The risk of colon cancer from nitrite-preserved meat has been debated for so long that even the preserved meat has gone bad. A new study tries to back up this claim -- and fails miserably.
Some scares never go away no matter whether there is a remotely plausible basis for the scare (maybe asbestos in talc) or pure insanity (vaccines causing autism).
Today's scare (and hardly a day goes by without one) is in the first category. It is known that many nitrosamines are carcinogenic. It is also known that nitrites react with certain amines and form nitrosamines. So, it is at least reasonable to wonder whether nitrite-preserved meats might pose a cancer risk (1).
Reasonable, maybe, but a real risk?
A recent paper that supposedly shows that nitrite-preserved meat gives you cancer. "A Review of the In Vivo Evidence Investigating the Role of Nitrite Exposure from Processed Meat Consumption in the Development of Colorectal Cancer" was published last month in the journal Nutrients, and it's tough to swallow. The reason: it's a meta-analysis of observational studies (2). A meta-analysis is a study of other studies in the literature. Its outcome can be predetermined by which studies are included and which are excluded.
An observational study is (maybe) even worse. Huge databases full of data from old studies are mined in an attempt to find an association of two variables, in this case, nitrite-preserved meat and different cancers. Like meta-analyses, observational studies can also be subjective. The results can be influenced by the choice of variables. For example, some shlub searches a bunch of databases and sees an association (3) between beer consumption and pancreatic cancer in men aged 45-65, so the shlub publishes a paper in a shlub journal with this claim. But does it really mean anything? Often the answer is no. Here's why.
Perhaps, left unreported is that if the age range considered is 45-75 or 55-80, or if women are included, the math no longer works and the effect vanishes. This tactic is called selection bias and most, if not all, of the time it means that the effect is illusionary, not real. This is academic dishonesty at its finest.
So, what happens when someone publishes a meta-analysis of observational studies? Let's ask ACSH advisor, biostatistician, and all-around good guy Dr. Stan Young about this:
Meta-analysts who use observational studies are easy to judge; claims from epidemiology studies fail to replicate over 90% of the time so garbage in, garbage out.
Stan Young, Ph.D. Private communication, 12/23/19
A little more about the paper...
The inclusion criteria for the Nutrition paper looks more or less like most of them:
Search strategy and results, including reasons for exclusion. The authors started with 2,478 studies, chopped off 90% of them due to duplication (that sounds like a lot), paring the number down to 221. This was further reduced to include 61 studies of the original 2,478. That's not so bad. It is not uncommon to see thousands of studies pared down to less than 10 for reasons that may or may not make sense. It is easy to see how the exclusion criteria for meta-analyses can give a predetermined answer.

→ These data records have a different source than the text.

PR #1124, opened 2024-04-10
Adds ParallelGroupAFQ

teresamg:
Creates a ParallelGroupAFQ class inheriting from GroupAFQ to allow for easier parallelization through pydra. Does not currently work; in progress.

### DIFF
--- a/AFQ/api/group.py
+++ b/AFQ/api/group.py
@@ -40,6 +40,9 @@ try:
 except ImportError:
     using_afqb = False
 
+from dipy.utils.optpkg import optional_package
+pydra, has_pydra, _ = optional_package('pydra')
+
 
 __all__ = ["GroupAFQ", "get_afq_bids_entities_fname"]
 
@@ -954,8 +957,6 @@ class ParallelGroupAFQ():
             output.
             Default: True
         """
-        import pydra
-
         @pydra.mark.task
         def export_sub(pAFQ_kwargs, viz, xforms, indiv):
             pAFQ = ParticipantAFQ(**pAFQ_kwargs)
--- a/AFQ/api/group.py
+++ b/AFQ/api/group.py
@@ -40,8 +40,6 @@ try:
 except ImportError:
     using_afqb = False
 
-import shutil
-
 
 __all__ = ["GroupAFQ", "get_afq_bids_entities_fname"]
 
@@ -149,9 +147,7 @@ class GroupAFQ(object):
             raise TypeError("bids_layout_kwargs must be a dict")
 
         self.logger = logger
-        self.bids_path = bids_path
-        self.output_dir = output_dir
-        self.preproc_pipeline = preproc_pipeline
+
         self.parallel_params = parallel_params
         self.wf_dict = {}
 
@@ -328,6 +324,12 @@ class GroupAFQ(object):
             self.afq_path, "tract_profiles.csv"))
         os.makedirs(op.dirname(out_file), exist_ok=True)
         _df = clean_pandas_df(_df)
+
+        if "submitter_params" in self.parallel_params:
+            if op.exists(out_file):
+                df_prev = pd.read_csv(out_file)
+                _df = _df.append(df_prev)
+            
         _df.to_csv(out_file, index=False)
         return _df
 
@@ -921,6 +923,21 @@ class GroupAFQ(object):
 
 
 class ParallelGroupAFQ(GroupAFQ):
+    def __init__(self, *args, **kwargs):
+        orig = GroupAFQ(*args, **kwargs)
+
+        if "submitter_params" not in orig.parallel_params:
+            orig.parallel_params["submitter_params"] = {"plugin": "cf"}
+
+        if "cache_dir" not in orig.parallel_params:
+            orig.parallel_params["cache_dir"] = None
+
+        self.parallel_params = orig.parallel_params
+        self.subjects = orig.subjects
+
+        self.args = args
+        self.kwargs = kwargs
+    
     def export_all(self, viz=True, afqbrowser=True, xforms=True, indiv=True):
         """ Exports all the possible outputs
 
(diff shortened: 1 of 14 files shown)


AFQ/api/group.py
```diff
@@ -916,6 +916,89 @@ def assemble_AFQ_browser(self, output_path=None, metadata=None,
             sublink=page_subtitle_link)
 
 
+class ParallelGroupAFQ(GroupAFQ):
```
arokem, line 919: I don't think we're using inheritance from GroupAFQ:

```suggestion
class ParallelGroupAFQ():
```

AFQ/api/group.py
```diff
@@ -916,6 +916,89 @@ def assemble_AFQ_browser(self, output_path=None, metadata=None,
...
+            output the b0 in template space.
+            Default: True
+        indiv : bool
+            Whether to output individual bundles in their own files, in
+            addition to the one file containing all bundles. If using
+            the AFQ segmentation algorithm, individual ROIs are also
+            output.
+            Default: True
+        """
+        import pydra
```
arokem, line 980: I'd suggest adding: 

```
from dipy.utils.optpkg import optional_package

pydra, has_pydra, _ = optional_package('pydra')
``` 

At the top of the file for the pydra import, instead of importing within the function.

AFQ/api/group.py
```diff
@@ -916,6 +916,89 @@ def assemble_AFQ_browser(self, output_path=None, metadata=None,
...
+
+        if "cache_dir" not in orig.parallel_params:
+            orig.parallel_params["cache_dir"] = None
+
+        self.parallel_params = orig.parallel_params
+        self.pAFQ_kwargs = [pAFQ.kwargs for pAFQ in orig.pAFQ_list]
+
+        # Rename kwargs and clear "bids_info" and "base_fname"
+        # ParticipantAFQ takes in these parameters under one name but stores
+        # and uses them under another
```
arokem, line 934: This is awkward. Could we change this in the implementation of `ParticipantAFQ`, instead of implementing all this renaming and deleting?

arokem (changes requested):
This is a really neat implementation now! My main suggestion is to change ParticipantAFQ so that the names of kwargs and attributes are well-matched, so that you can make this even neater.

36000:
my thoughts, I will implement these:
1. add a similar looking `export` function to wrap export like the `export_all` implemented here
2. add pydra to setup.cfg
3. add a nighly test on 2 hbn subjects using concurrent futures for pydra

AFQ/api/group.py
```diff
@@ -916,6 +919,64 @@ def assemble_AFQ_browser(self, output_path=None, metadata=None,
...
+        # Submit to pydra
+        export_sub_task = export_sub(
+            pAFQ_kwargs=self.pAFQ_kwargs,
+            viz=viz,
+            xforms=xforms,
+            indiv=indiv,
+            cache_dir=self.parallel_params["cache_dir"]
+        ).split("pAFQ_kwargs")
+
+        with pydra.Submitter(
```
arokem, line 974: We should catch this error: https://github.com/nipype/pydra/issues/630 here (so that our users don't see it)

AFQ/api/participant.py
```diff
@@ -96,14 +96,13 @@ def __init__(self,
...
         self.logger = logging.getLogger('AFQ')
-        self.output_dir = output_dir
+        self.bids_info = _bids_info
 
         self.kwargs = dict(
-            dwi_path=dwi_data_file,
-            bval=bval_file,
-            bvec=bvec_file,
-            results_dir=output_dir,
-            bids_info=_bids_info,
```
arokem, line 106: @36000 : was there a reason for these substitutions? That is, that `dwi_data_file` becomes `dwi_path`, and so on? Would there be a cost associated with this change so that internal kwargs and external names are the same?

36000:
I made some minor changes here. I made pydra a required library for pyAFQ (its pip installable with few dependencies, this will just be easier for most users). We now try to catch that error Ariel mentioned (let me know if this doesnt work). And I added an `export` function based on the `export_all` function. Next I will add the nightly test then I think we can merge this

arokem:
Could you please push that test to this PR? I'm not sure what's up and would like to try to debug locally.

36000:
Sure, I figured out this was due to me using a different pydra version (the latest, 0.23). But now I am getting picking problems. I will push some of the changes I have made, but I think maybe we will have to talk about this in person at some point. I am running into a few issues

36000:
@teresamg mind trying this to see if it works?

teresamg:
Looks like it ran successfully, both locally and on Hyak!

arokem:
Did it generate the combined tract profiles file? I also ran a test on hyak: 

```
import os.path as op

from AFQ.api.group import ParallelGroupAFQ
from AFQ.definitions.image import RoiImage
import AFQ.api.bundle_dict as abd
import AFQ.data.fetch as afd


_, bids_path = afd.fetch_hbn_preproc(
        ["NDARZT957CWG",
         "NDARZU279XR3",
         "NDARZU401RCU",
         "NDARZU822WN3",
         "NDARZV421TCZ",
         "NDARZW262ZLV",
         "NDARZX163EWC",
         ],
        path="/gscratch/scrubbed/arokem/data/")
    
my_afq = ParallelGroupAFQ(
    bids_path=bids_path,
    preproc_pipeline="qsiprep",
    parallel_params={
        "submitter_params": {
            "plugin": "slurm",
            "sbatch_args": "-J test \
                            -p ckpt \
                            --nodes=1 \
                            --cpus-per-task=8 \
                            --gpus=1 \
                            -A escience \
                            --mem=64G \
                            --time=2:00:00 \
                            -o /gscratch/scrubbed/arokem/logs/test.out \
                            -e /gscratch/scrubbed/arokem/logs/test.err \
                            --mail-user=arokem@uw.edu \
                            --mail-type=ALL"
        },
        "cache_dir": "/gscratch/scrubbed/arokem/tmp"
    }
)

my_afq.export_all()
```

which worked great at individual subject level, but I can't find the final combined tract profiles file, which I was expecting to find.

teresamg:
It did for me... does each subject have the *_desc-profiles_dwi.csv?

AFQ/api/group.py
```diff
@@ -916,6 +1004,139 @@ def assemble_AFQ_browser(self, output_path=None, metadata=None,
...
+        ):
+            pAFQ = ParticipantAFQ(
+                pAFQ_kwargs.dwi_data_file,
+                pAFQ_kwargs.bval_file,
+                pAFQ_kwargs.bvec_file,
+                pAFQ_kwargs.results_dir,
+                **pAFQ_kwargs.kwargs)
+            pAFQ.export_all(viz, xforms, indiv)
+
+            for dir in finishing_params["output_dirs"]:
```
36000, line 1120: I am a little confused at what these lines here are trying to do

arokem: The idea behind this is that we want to generate a group-level csv file that contains the merged tract profiles. But we only want to do this once, so each task checks whether all of the other tasks have completed. If they have not, it returns and nothing happens. But if it is the last task running, the condition is always fulfilled and the code continues to lines 1124-1126, which run one last GroupAFQ, which would generate the combined tract profile. I worry that this is not super robust, though, and could potentially run into some funky race conditions. In my own test on hyak, I did not get the combined tract profile did not work. So, maybe we need to do something a bit more direct to create the group-level derivatives.

teresamg: 1120 is checking whether the process is the last process running by trawling for each subject's *_desc-profiles_dwi.csv. If all are present, it exports the GroupAFQ object to create the final tract_profiles.csv.

36000: OK that makes sense

36000: I wonder if pydra has some way to do this through their API

teresamg: Ariel, if all csvs are present, perhaps you can print "output_dirs" and double check that none of the paths are wonky or null? Is there anything unusual in test.out or test.err?

arokem: Oh yeah, good call:

```
slurmstepd: error: *** JOB 18301898 ON g3030 CANCELLED AT 2024-05-14T22:33:02 DUE TO TIME LIMIT ***
```

I will try this again with a longer max time limit than two hours.

arokem: I think it would be tricky to do this through pydra, because we'd have to somehow leave the submitting process running somehow for the duration of all the sub-processes, and that may become very cumbersome for very large datasets. I think that assuming we don't leave the program running until all tasks are completed, we have two options: 

1. Something like what is being done here. 
2. Don't merge and let users do that separately in a separate program. 

I suggest that if my current test works and we get what we expect that we go ahead and merge this PR as is, including this bit of code. I can follow up with a documentation example, based on my current experiments with the HBN data. Users need to know that the final merge into a tract profiles file will fail if _any_ of the sub-tasks fail, so maybe we just need to clarify this in the documentation.

Or is there anything else we need to address before merging?

36000: I agree. This looks good to me!

teresamg: I'm not sure what you mean about the submitting process... it ends as soon as the jobs are submitted, not completed, and its the last job that does the final merge (all of them check for it). Plus GroupAFQ also fails to produce tract_profiles.csv if anything fails.

AFQ/api/group.py
```diff
@@ -146,6 +161,8 @@ def __init__(self,
         if not isinstance(bids_layout_kwargs, dict):
             raise TypeError("bids_layout_kwargs must be a dict")
 
+        parallel_params["engine"] = parallel_params.get("engine", "serial")
```
arokem, line 164: I am getting some strange behaviors on hyak and wondering whether this is causing some issues, so I am going to remove it for now:
```suggestion
```

arokem:
I don't know if this is directly related to the content of this PR, but I am now getting an error in visualizing the standard set of bundles, where the visualization code is raising: 

```
INFO:AFQ:Generating colorful lines from tractography...
KeyError: 'Forceps Minor'

```

Presumably because it's looking for a tract that is now no longer part of the default set of tracts (because we're using the more granular set of CC tracts). 

@36000 : any chance this is related to changes you introduced here to how data is passed between GroupAFQ and ParticipantAFQ? 

If you think this is unrelated, I think we can probably merge this PR, and fix this issue elsewhere.

36000:
Not sure what would cause this, but I think it is unrelated, as removing overlapping bundle definitions happens in the __init__ method of the BundleDict, so I don't think a race condition is causing this error.

PR #1128, opened 2024-04-16
[ENH, WIP] More tracking options

36000:


AFQ/definitions/utils.py
```diff
@@ -72,8 +72,8 @@ def _arglist_to_string(args, get_attr=None):
 def name_from_path(path):
     file_name = op.basename(path)  # get file name
     file_name = drop_extension(file_name)  # remove extension
-    if "-" in file_name:
-        file_name = file_name.split("-")[-1]  # get suffix if exists
+    if "_" in file_name:
```
arokem, line 75: Are we even using this function?

arokem (commented):
What's the purpose of adding the bootstrap method here, if it's so slow as to be questionably useful?

36000:
We are going to try it for the baby data Howard is working with. We can remove it if it turns out not to be useful

36000:
It turns out ptt is also pretty slow, but thats only like two lines, so I think we can keep that.

AFQ/definitions/utils.py
36000: ParticipantAFQ uses this function to generate names for scalars that the user inputs (such as a t1 image from another pipeline). I should make it so the user can also define a name, and we call this function only if a name is not provided.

Not such good science, is it?
Without going into too much detail (I'm not in the mood to kill myself tonight - yet) here are some of the conclusions from the Nutrition paper:
- In 28 prospective studies that examined the relationship between processed meat 16 showed no significant increase in colon cancer in people who ate processed meat. Eleven showed a significant increase. One of them was impossible to tell.
- In 37 retrospective studies, 22 showed significant increases in CRC, 14 did not, and one showed a significant decrease in CRC.
I'm going to stop right here, even though I've covered maybe 10% of the paper. The rest consists of a whole bunch of animal data, lots of speculation including dozens of variables in quantities and types of meat, and potential mechanisms of nitrosamine formation under different sets of conditions. Some of it may be legitimate, but it is irrelevant here. The premise of this study – that meta-analyses of retrospective studies can in any way prove anything is all you really need to know. And these data don't even support the hypothesis, which can be seen by the small effect seen. The rest is window dressing.
And there are lots of windows here.
(1) Most dietary nitrates/nitrites come from vegetables, not meat. And the amount in vegetables is swamped by the amount we produce in our own saliva. See: NPR Doesn't Know Spit About Saliva, Nitrates Or Deli Meat
(2) Observational studies are also called retrospective studies. They examine data from studies that have already occurred and have no fixed endpoint. By contrast, prospective studies involve a preestablished endpoint, and measure what happens after a given treatment or diet, etc begins. Prospective studies are infinitely better than those that are retrospective.
(2) "Associated with," "associated with," and "linked to" are tricky terms that are commonly used in epidemiological papers. They tell us nothing about cause and effect. Sales of organic food are clearly "correlated with" an increase in autism, but these two cannot possibly have anything to do with each other. When enough pairs of variables are examined there will be freaky outcomes like this now and then, but only by chance.